Input for this task:
PR #332, opened 2018-07-09
Split out the dependencies parsing and merging from go() 

andresdelfino:
This addresses #149.


andresdelfino:
Don't know why fades/main.py is reported as a conflicting file. My branch is up to date with the tip of master.

fades/main.py
```diff
@@ -56,13 +57,48 @@
...
 
 
-def _merge_deps(deps):
-    """Merge all the dependencies; latest dicts overwrite first ones."""
-    final = {}
-    for dep in deps:
+def consolidate_dependencies(needs_ipython, child_program,
+                             requirement_files, manual_dependencies):
+    """Parse files, get deps and merge them."""
+    # Deps specified first are overwritten by those specified last
```
facundobatista: This comment is about the generic behaviour of the whole function. It should be part of the docstring.

tests/__init__.py
```diff
@@ -34,3 +36,14 @@ def clean():
     testcase.addCleanup(clean)
 
     return tempfile
+
+
+@nottest
+def generate_test_file(testcase, lines):
+    tempfile = get_tempfile(testcase)
+
+    with open(tempfile, 'w') as f:
```
facundobatista: Don't leave `encoding` unspecified, as it's platform dependent and we don't want that.

tests/__init__.py
```diff
@@ -34,3 +36,14 @@ def clean():
     testcase.addCleanup(clean)
 
     return tempfile
+
+
+@nottest
+def generate_test_file(testcase, lines):
```
facundobatista: Let's keep the previous naming style and call this a "temp" file. Maybe calling the function `create_tempfile`? A nice side effect is that you will not need the ugly `@nottest`

tests/test_main.py
```diff
@@ -41,55 +44,118 @@ def test_prefix_is_not_baseprefix(self):
...
+    """Tests for the gathering stage of consolidate_dependencies."""
+
+    def test_needs_ipython(self):
+        d = main.consolidate_dependencies(needs_ipython=True, child_program=None,
+                                          requirement_files=None, manual_dependencies=None)
+
+        self.assertDictEqual(d, {'pypi': {Requirement.parse('ipython')}})
+
+    def test_child_program(self):
+        child_program = generate_test_file(self, ['"""fades:', 'dep', '"""'])
```
facundobatista: Probably it's easier/cleaner to just use `tests/test_files/req_module.py` here?

fades/main.py
andresdelfino: Yeah, I had some trouble trying to make it all fit in a single < 100 chars line :sweat_smile: Changed it.

tests/__init__.py
andresdelfino: create_tempfile sounds good to me.

tests/test_main.py
andresdelfino: Yeap, didn't look into those test files.

andresdelfino:
@facundobatista requested changes addressed.

facundobatista:
Awesome! Thank you very much!

PR #333, opened 2018-07-22
All gifs showing small functionalities. Fixes #144.

### LINKED ISSUE #144: Create a "terminal video" about using fades
Can be something like it's done here:

  https://github.com/mptre/yank

but I'd prefer a voice in off telling what's going on.

The video should take ~2, 3 minutes.

Also, we could make several small ones, muted, can be even gifs, like "how to use a requirement.txt file", or "how to start a specific django project"... I wouldn't do a gif for _every_ feature, but, say, the top 5....

facundobatista:


gilgamezh:
thanks!

PR #334, opened 2018-08-13
Salute only once and before polluting user's screen. Fixes #301.

### LINKED ISSUE #301: Bad order in messages in stdout
The "Hi user" should be first, always, see the problem here:

```
$ fades -d django==2.0
*** fades ***  2018-03-31 09:39:12,529  INFO     Checking the availabilty of dependencies in PyPI. You can use '--no-precheck-availability' to avoid it.
*** fades ***  2018-03-31 09:39:13,388  INFO     Hi! This is fades 7.0, automatically managing your dependencies
...
```

facundobatista:


fades/logger.py
```diff
@@ -20,11 +20,35 @@
...
+SALUTATION = "Hi! This is fades {}, automatically managing your dependencies".format(__version__)
+
+
+class SalutingStreamHandler(logging.StreamHandler):
+    """A handler that salutes once before polluting user screen.
+
+    Note that the salutation is done in INFO level, to respect "verbose" modifiers.
+    """
+
+    def __init__(self, logger):
```
andresdelfino: Perhaps this new class should take the salutation message as an argument instead of using a module level variable?

facundobatista: You'd be gaining a flexibility that you're not using, with the cost of more complexity. So not worth it...

PR #446, opened 2016-03-09
Re-render the header once, to populate the title and author

### LINKED ISSUE #444: Title of Procedure is not updating properly when returning to it

Kapin:
Closes #444

### DIFF
--- a/src-backbone/app/js/views/builder/builderHeaderView.js
+++ b/src-backbone/app/js/views/builder/builderHeaderView.js
@@ -21,7 +21,14 @@ module.exports = Marionette.ItemView.extend({
         'click @ui.saveButton':  '_saveProcedure',
     },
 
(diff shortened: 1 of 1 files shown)


src-backbone/app/js/views/builder/builderHeaderView.js
```diff
@@ -32,6 +37,8 @@ module.exports = Marionette.ItemView.extend({
         });
     },
 
+    _renderOnce: _.once(function() { this.render(); }),
```
connorcimowsky: Would prefer the function parameter to be on multiple lines.

connorcimowsky:
LGTM once @Trinovantes weighs in on whether this will fix the race condition once and for all

src-backbone/app/js/views/builder/builderHeaderView.js
Kapin: can do

Trinovantes:
probably +1

PR #452, opened 2016-03-09
Cap i18next version

### LINKED ISSUE #450: TypeError: i18n.use is not a function
Build is failing. No idea why.

```
 1)  "before each" hook for "should redirect user to logged in page if there is a token":
     TypeError: i18n.use is not a function
      at Object._setupI18Next (setup.js:74:14)
      at Object.loadLibs (setup.js:24:14)
      at Context.<anonymous> (hooks.js:19:28)
```

Trinovantes:
Closes #450


Ommy:
:shipit:

PR #457, opened 2016-03-11
Add a check for empty responses in parse functions

connorcimowsky:
For some reason, only in Safari, `parse` is called with an empty response and then subsequently called with the populated response. This caused errors to be thrown, so I added a check for an early return.

EDIT: Looks like this is more complicated, let's hold off for now.


Ommy:
+1

Trinovantes:
What errors are thrown? And what does the network console say?

connorcimowsky:
"LGTM" —@Trinovantes

PR #458, opened 2016-03-11
Make popovers bigger

connorcimowsky:
Can't seem to make them size to fit, but this will at least make them fit most conditionals. ¯\\_(ツ)_/¯


Kapin:
+1

PR #464, opened 2018-01-05
Add unique constraint to concept name

xjie11:
Added unique constraint to concept name
Added script to change name and display name for duplicates
Added migration


xjie11:
wrong branch

Issue #296, opened 2022-11-23
Resource leaks when using uWSGI WebSockets


juneoh:
**IMPORTANT**: If you have a question, or you are not sure if you have found a bug in this package, then you are in the wrong place. Hit back in your web browser, and then open a GitHub Discussion instead. Likewise, if you are unable to provide the information requested below, open a discussion to troubleshoot your issue.

**Describe the bug**
A WebSocket PONG miss while using uWSGI will leave an open TCP connection on python-engineio, gradually consuming more CPU.

**To Reproduce**
1. Run a python-engineio based websocket server, e.g. using Flask-SocketIO
2. Connect to the server with any websocket client.
3. On the client side, intentionally miss a WebSocket PONG.
4. uWSGI will complain that the pong has been missed, emitting a log ([uWSGI code](https://github.com/unbit/uwsgi/blob/ae489f0881fb358347aabc168a28a96672b0ce3c/core/websockets.c#L70)), resulting `uwsgi_websocket_recv()` to return an empty buffer.
5. Upon the empty buffer, uWSGI's Python binding will raise an IOError during `uwsgi.websocket_recv()` ([uWSGI code](https://github.com/unbit/uwsgi/blob/ae489f0881fb358347aabc168a28a96672b0ce3c/plugins/python/uwsgi_pymodule.c#L1238-L1242)).
6. python-engineio's `uWSGIWebSocket.wait()` catches the IOError and returns None ([python-engineio code](https://github.com/miguelgrinberg/python-engineio/blob/6e93a2c19655b1a2f2dc4af858452505740eac3b/src/engineio/async_drivers/gevent_uwsgi.py#L115-L118)).
7. python-engineio's `Socket._websocket_handler()` will receive the returned None, break out of the main loop ([python-engineio code](https://github.com/miguelgrinberg/python-engineio/blob/6e93a2c19655b1a2f2dc4af858452505740eac3b/src/engineio/socket.py#L229-L241)), join the `writer_task()`, and call `Socket.close()`.
8. `Socket.close()` will attempt to send the CLOSE packet, but since `writer_task()` is already joined, the packet will only be queued, never sent. 
9. Since `uwsgi_disconnect()` is never called in this flow, uWSGI's socket is never explicitly closed, hence leaked.

**Expected behavior**
The connection should be explicitly closed.

**Additional context**
[...]

PR #301, opened 2022-12-09
Catch IOErrors from uWSGI and explicitly close the driver

juneoh:
Fixes https://github.com/miguelgrinberg/python-engineio/issues/296.

- Adds explicit paths toward `uwsgi.disconnect()` to clean up for disconnections during send and receive
- Reorders uWSGIWebSocket.close() so that the greenlet wouldn't step on a closed connection and log an OSError


miguelgrinberg:
Thank you!

PR #303, opened 2023-01-05
Tell the user about versions on version mismatch

iTrooz:
I think telling more info would be a good thing, to help users debug what is going on in these cases


miguelgrinberg:
Thanks. Unfortunately, I'm not going to accept this change. I understand why this may seem like an improvement, but in general it is considered a bad practice for the server to return information about itself in error responses to clients.

Additionally, the engine.io protocol version is a fairly obscure number that very few people understand. Most clients and server do not even mention which protocol version they support except maybe in documentation.

Overall it is better to inform about the version mismatch and then let the developer figure out the correct versions of packages (not of protocols) using the compatibility table in the documentation.

Issue #260, opened 2021-10-24
Apply max_http_buffer_size constant to WebSocket messages


miguelgrinberg:
Current versions of the JS reference implementation use this setting to control the max size for both HTTP and WebSocket incoming packets. This package is currently only using it for HTTP.

PR #310, opened 2023-02-23
Fix documentation for max_http_buffer_size

lawrenceong:
Due to #260, `max_http_buffer_size` is no longer just for polling transport.  Update documentation to reflect change.


miguelgrinberg:
Good catch, thank you!

PR #339, opened 2023-12-29
Not erase sslopt when not ssl_verify

sfonteneau:


miguelgrinberg:
Merged, after I added the missing unit test. Thanks!

PR #345, opened 2024-02-06
Strip root_path to simplify mounting as ASGI sub app

rodja:
As an outcome of https://github.com/encode/starlette/discussions/2413 with newer Starlette versions we now have to provide the full path as `engineio_path` as done in the following example (via `socketio.ASGIApp(socketio_server=sio, socketio_path='/ws/socket.io')`:

```py
# pip install "starlette>=0.33.0" python-socketio uvicorn
import socketio
from starlette.applications import Starlette
from starlette.responses import HTMLResponse
from starlette.routing import Route

async def homepage(_):
    return HTMLResponse("""
    <!DOCTYPE html>
    <html>
    <head>
        <title>SocketIO Test</title>
        <script src="https://cdn.socket.io/4.7.3/socket.io.min.js"></script>
        <script type="text/javascript">
            document.addEventListener('DOMContentLoaded', (event) => {
                var basePath = window.location.pathname;
                var socket = io({ path: basePath + "ws/socket.io" });
                socket.on('msg', function(msg) {
                    document.body.innerHTML = '<h1>' + msg + '</h1>';
                });
            });
        </script>
    </head>
    <body>
        <h1>Connecting to SocketIO...</h1>
    </body>
    </html>
    """)

sio = socketio.AsyncServer(async_mode='asgi', cors_allowed_origins='*')
sio_app = socketio.ASGIApp(socketio_server=sio, socketio_path='/ws/socket.io')
app = Starlette(routes=[Route("/", homepage)])
app.mount('/ws', sio_app)

@sio.on('connect')
async def handle_connect(sid, *args, **kwargs):
    await sio.emit('msg', 'Hello from Starlette!')

# Run the server with "uvicorn demo:app --reload" if your file is called demo.py
```

That works as long as the app is not itself mounted as a sub app like this:

```py
sio = socketio.AsyncServer(async_mode='asgi', cors_allowed_origins='*')
sio_app = socketio.ASGIApp(socketio_server=sio, socketio_path='/ws/socket.io')
sub_app = Starlette(routes=[Route("/", homepage)])
sub_app.mount('/ws', sio_app)
app = Starlette()
app.mount('/sub', sub_app)
```

The above code fails because the frontend tries to connect to `/sub/ws/socket.io` but engineio simply checks if the `scope['path']` starts with `self.engineio_path`.

This pull request fixes this by making python-engineio aware of ASGIs `scope['root_path']`.  It strips the root path from `scope['path']` before checking whether it matches `self.engineio_path`. This allows us to provide the relative `socketio_path` (which is then passed to engineio as `engineio_path`:

```py
sio = socketio.AsyncServer(async_mode='asgi', cors_allowed_origins='*')
sio_app = socketio.ASGIApp(socketio_server=sio, socketio_path='socket.io')
sub_app = Starlette(routes=[Route("/", homepage)])
sub_app.mount('/ws', sio_app)
app = Starlette()
app.mount('/sub', sub_app)
```

The issue came up in https://github.com/zauberzeug/nicegui/issues/2515 and https://github.com/zauberzeug/nicegui/issues/2468. It should be fixed in python-enginio in my opinion to better support "ASGI sub app mounting" for everyone using python-engineio.

### DIFF
--- a/src/engineio/async_drivers/asgi.py
+++ b/src/engineio/async_drivers/asgi.py
@@ -53,11 +53,14 @@ class ASGIApp:
         self.on_shutdown = on_shutdown
 
     async def __call__(self, scope, receive, send):
-        if scope['type'] in ['http', 'websocket'] and \
-                scope['path'].startswith(self.engineio_path):
+        path = scope['path']
+        if 'root_path' in scope and scope['path'].startswith(scope['root_path']):
+            path = scope['path'][len(scope['root_path']):]
+
+        if scope['type'] in ['http', 'websocket'] and path.startswith(self.engineio_path):
             await self.engineio_server.handle_request(scope, receive, send)
         else:
-            static_file = get_static_file(scope['path'], self.static_files) \
+            static_file = get_static_file(path, self.static_files) \
                 if scope['type'] == 'http' and self.static_files else None
             if scope['type'] == 'lifespan':
                 await self.lifespan(scope, receive, send)
--- a/src/engineio/async_drivers/asgi.py
+++ b/src/engineio/async_drivers/asgi.py
@@ -17,9 +17,17 @@ class ASGIApp:
     :param static_files: A dictionary with static file mapping rules. See the
                          documentation for details on this argument.
     :param other_asgi_app: A separate ASGI app that receives all other traffic.
-    :param engineio_path: The endpoint where the Engine.IO application should
-                          be installed. The default value is appropriate for
-                          most cases.
+    :param engineio_path: The endpoint prefix for the Engine.IO application, 
+                          used to distinguish Engine.IO traffic from other 
+                          traffic based on the request path. The default value
+                          suits most scenarios where Engine.IO operates on a 
+                          specific subpath.
+                          If set to None, the middleware assumes all incoming 
+                          traffic is directed to the Engine.IO server, bypassing
+                          path-based filtering. This setting is useful for 
+                          encapsulated ASGI applications. The other_asgi_app and
+                          static_files parameters are ignored when engineio_path
+                          is None.
     :param on_startup: function to be called on application startup; can be
                        coroutine
     :param on_shutdown: function to be called on application shutdown; can be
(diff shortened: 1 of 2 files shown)


miguelgrinberg:
I don't think this is the right change for this package.

The idea of `socketio_path` is that it is the same as `path` in the client. If your client has to use `/sub/ws/socket.io`, then this is what you should set as the Socket.IO path in the server. And then everything works, right? The fact that you mounting apps on apps to build your server is not something the Socket.IO layer needs to care about.

rodja:
Thanks for reviewing my PR and for your insights on the `socketio_path` and ASGIApp dispatcher setup.

I came across a discussion in the [ASGI spec](https://github.com/django/asgiref/issues/229#issuecomment-765583185) that elaborates on `root_path`'s role, indicating internal handling for URL routing is expected from ASGI servers. My intention with this PR is to bring python-engineio in line with this aspect of the ASGI spec, aiming to enhance its adaptability and flexibility in modular setups like [NiceGUI](https://nicegui.io), where encapsulation and self-contained packaging are key.

I realize now that this adjustment could introduce a breaking change, for which I should have initially marked the PR as a draft and highlighted the potential impact more clearly. I'm eager to discuss the path towards ASGI spec compatibility and whether it's a direction you'd consider exploring together, ensuring we provide thorough documentation for a smooth transition.

Looking forward to your feedback on pursuing this alignment with the ASGI spec.

rodja:
> Thinking over this, maybe the best option is to add an option that implements what I just said. For example, setting socketio_path=None disables any path checking and assumes all traffic is Socket.IO traffic. Then you can implementing your routing fully using Starlette.

That is a wonderful idea. I just altered this pull request accordingly. I thought its most consistent if the parameters `static_files` and `other_asgi_app` are ignored when `engineio_path` is set to none because they only make sense when using it as a top-level router. 

An alternative could be to split the two variants into separate classes. For example `AsgiRootApp` and `AsgiSubApp`. What do you think?

PR #387, opened 2024-11-25
Replace asyncio.iscoroutinefunction with inspect.iscoroutinefunction

musicinmybrain:
Fixes `DeprecationWarning` on Python 3.14, although for now we still get them from `pytest-asyncio`; `asyncio.iscoroutinefunction` is scheduled for removal in Python 3.16.

https://docs.python.org/3.13/library/inspect.html#inspect.iscoroutinefunction


miguelgrinberg:
Considering that there's still 3 more versions until removal I'm going to keep things the way they are for now and apply this change once I have phased out support for 3.8 and 3.9.

musicinmybrain:
> Considering that there's still 3 more versions until removal I'm going to keep things the way they are for now and apply this change once I have phased out support for 3.8 and 3.9.

Sounds reasonable to me. The [documentation for `inspect.iscoroutinefunction`](https://docs.python.org/3.13/library/inspect.html#inspect.iscoroutinefunction) didn’t give me any reasons to expect this not to work in 3.8 and 3.9, but the CI certainly seems to be showing that there is some kind of difference in behavior between `inspect.iscoroutinefunction` and `asyncio.iscoroutinefunction` on those Python versions.

miguelgrinberg:
The failures are caused, I think, by `AsyncMock` instances.

```python
❯ python3.8
Python 3.8.20 (default, Nov 17 2024, 10:12:25)
Type "help", "copyright", "credits" or "license" for more information.
>>> from unittest.mock import AsyncMock
>>> import inspect
>>> x = AsyncMock()
>>> inspect.iscoroutinefunction(x)
False

❯ python3.13
Python 3.13.0 (main, Nov 17 2024, 23:19:47) [GCC 13.2.0] on linux
Type "help", "copyright", "credits" or "license" for more information.
>>> from unittest.mock import AsyncMock
>>> import inspect
>>> x = AsyncMock()
>>> inspect.iscoroutinefunction(x)
True
```

PR #398, opened 2025-04-04
Pass additional args to callable option cors_allowed_origins

wft-swas:
If option cors_allowed_origins is callable, pass additional args for default_origins and environ to it. Use try-except to still allow usage of a callback without these additional args.

Background:
For our project, we need to dynamically check for origins, which are allowed _additionally_ to the default ones (especially the same origin).

The try-except is just a proposal to avoid a breaking change.


miguelgrinberg:
Thanks! I have simplified the CORS allowed hosts calculation a bit and changed your proposal call signature to include only `origin` and `environ`.

Issue #1296, opened 2022-10-19
Update feature profiles table


turt2live:
see https://github.com/matrix-org/matrix-spec/pull/1206#discussion_r998394786 - tldr is a bunch of recent code has landed but the table hasn't been updated.

Everything that has landed is optional for all profiles, to my knowledge.

PR #1344, opened 2022-11-15
Add Event Replacements, Threading and Reference Relations modules to module summary table

anoadragon453:
Fixes https://github.com/matrix-org/matrix-spec/issues/1296.

The issue mentions that all new modules are optional. Threading is of course not a required feature. Event replacements are not required as we have fallbacks for those. Reference relations are optional too...?

Preview: https://pr1344--matrix-spec-previews.netlify.app


uhoreg (approved):
Looks like it does what it says it does

PR #1349, opened 2022-11-17
Include examples inline instead of using a reference for invite endpoint definitions

zecakeh:
The OpenAPI 3.x spec doesn't allow building examples by composition. Either the whole example must be a reference, or all of it has to be included.

Preview: https://pr1349--matrix-spec-previews.netlify.app


richvdh (approved):
lgtm. Thanks!

PR #1350, opened 2022-11-17
Remove `keyId` from the server keys endpoints

zecakeh:
Spec PR for [MSC3938](https://github.com/matrix-org/matrix-spec-proposals/pull/3938).

Preview: https://pr1350--matrix-spec-previews.netlify.app

### DIFF
--- a/changelogs/server_server/newsfragments/1350.breaking
+++ b/changelogs/server_server/newsfragments/1350.breaking
@@ -1,1 +1,1 @@
-Remove `keyId` from the server keys endpoints.
+Remove `keyId` from the server `/keys` endpoints, as per [MSC3938](https://github.com/matrix-org/matrix-spec-proposals/pull/3938).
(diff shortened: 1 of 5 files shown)


turt2live (changes requested):
Deprecated endpoints require an MSC to remove them.

richvdh:
> Deprecated endpoints require an MSC to remove them.

I mean, really? Isn't the fact that they are deprecated enough of an indication that if people care about them they need to make a case to *undeprecate* them?

richvdh:
ugh, what a pain in the ass. I think we should revise that.

turt2live:
it'd only take an MSC 😇 

I'm fairly opposed to changing the policy here, but that's a discussion for elsewhere.

richvdh:
I've opened https://github.com/matrix-org/matrix-spec-proposals/pull/3938.

zecakeh:
I updated the description and changelog entry to mention [MSC3938](https://github.com/matrix-org/matrix-spec-proposals/pull/3938).

turt2live (approved):
Thanks!

PR #1351, opened 2022-11-17
Fix `POST _matrix/federation/v1/user/keys/claim` response schema

zecakeh:
The syntax was not compliant with the Swagger spec (the `type` field cannot be an array).

It also lacked one level of nesting (or maybe that's what the syntax was trying to do).

Preview: https://pr1351--matrix-spec-previews.netlify.app

### DIFF
--- a/changelogs/server_server/newsfragments/1351.clarification
+++ b/changelogs/server_server/newsfragments/1351.clarification
@@ -1,0 +1,1 @@
+Fix `POST _matrix/federation/v1/user/keys/claim` response schema.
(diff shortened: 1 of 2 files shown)


richvdh (approved):
looks good. thanks!

KitsuneRal:
Sorry for taking time to catch up with this - actually, passing an array for `type` is yet another of our [extensions](https://github.com/matrix-org/matrix-spec/blob/main/openapi_extensions.md) for Swagger 2, as it doesn't have `oneOf`. The fix of nesting is correct (the added comments really help to navigate a stack of `additionalProperties`...) - but the definition still needs the `string` type alternative next to `KeyObject`. I guess it's best to just not forget to fix that in #1310.

PR #1355, opened 2022-11-22
Remove duplicated "Note:" from `m.room.power_levels`

johannescpk:
Follow-up to https://github.com/matrix-org/matrix-spec/pull/1169. While looking at the preview from #1169, I noticed that the section is already called "Note:".

Signed-off-by: Johannes Becker <j.becker@famedly.com>

Preview: https://pr1355--matrix-spec-previews.netlify.app

### DIFF
--- a/changelogs/client_server/newsfragments/1355.clarification
+++ b/changelogs/client_server/newsfragments/1355.clarification
@@ -1,1 +1,1 @@
-Remove duplicated "Note:" section prefix.
+Clarify the power levels integer range.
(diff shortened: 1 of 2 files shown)


changelogs/client_server/newsfragments/1355.clarification
```diff
@@ -0,0 +1 @@
+Remove duplicated "Note:" section prefix.
```
richvdh, line 1: Using the same changelog text will cause the changelog entries to be merged.
```suggestion
Clarify the power levels integer range.
```

richvdh (approved):

PR #1370, opened 2022-12-01
replace "<content>" with "content"

dylhack:
This parameter that's part of the content-repo OpenAPI spec causes generators to mess up.

### DIFF
--- a/data/api/client-server/content-repo.yaml
+++ b/data/api/client-server/content-repo.yaml
@@ -49,7 +49,7 @@ paths:
           name: filename
           description: The name of the file being uploaded
         - in: body
-          name: "<content>"
+          name: "content"
           description: The content to be uploaded.
           required: true
           x-example: "<bytes>" # so the spec shows "<bytes>" without quotes.


dylhack:
note: #1310 fixes this

turt2live:
if https://github.com/matrix-org/matrix-spec/pull/1310 fixes this, would it be better to pursue that option instead?

dylhack:
Yes if it were quicker to merge. In this #1310  can manage the conflicts as long as that means code generators work today.

turt2live:
For the speed the spec moves at, #1310 is likely to land before the next spec release at the current rate - this seems suitable for conde generators too, as using unstable API definitions is, well, unstable.

KitsuneRal (changes requested):
The changes looks good but please add a news fragment, as described here: https://github.com/matrix-org/matrix-spec/blob/main/CONTRIBUTING.rst#adding-to-the-changelog

KitsuneRal (approved):

KitsuneRal:
This snippet doesn't even land in the spec text, it seems - and #1310 will have to be updated (merged or rebased) to the latest `main` anyway, so I suggest merging it. Up to @turt2live though.

changelogs/internal/newsfragments/1370.clarification
```diff
@@ -0,0 +1,2 @@
+Replace "<content>" with "content" for the content repo OpenAPI
```
turt2live, line 1:
```suggestion
Rename "<content>" to "content" in the OpenAPI files for content uploads.
```

turt2live (commented):
otherwise lgtm, as it sounds like @KitsuneRal is okay with managing conflicts

dylhack:
Awesome thanks

turt2live:
For future changes, please note that we normally require [Sign Off](https://github.com/matrix-org/matrix-spec/blob/main/CONTRIBUTING.rst#sign-off) to ensure the change can be incorporated into the project. For extraordinarily trivial changes like this however, we tend to bypass this requirement.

Exercise:
From the data above, output only the lines between the line containing "name: filename" and the line containing "note: #1310 fixes this", inclusive, exactly as written.

Task solution:
           name: filename
           description: The name of the file being uploaded
         - in: body
-          name: "<content>"
+          name: "content"
           description: The content to be uploaded.
           required: true
           x-example: "<bytes>" # so the spec shows "<bytes>" without quotes.


dylhack:
note: #1310 fixes this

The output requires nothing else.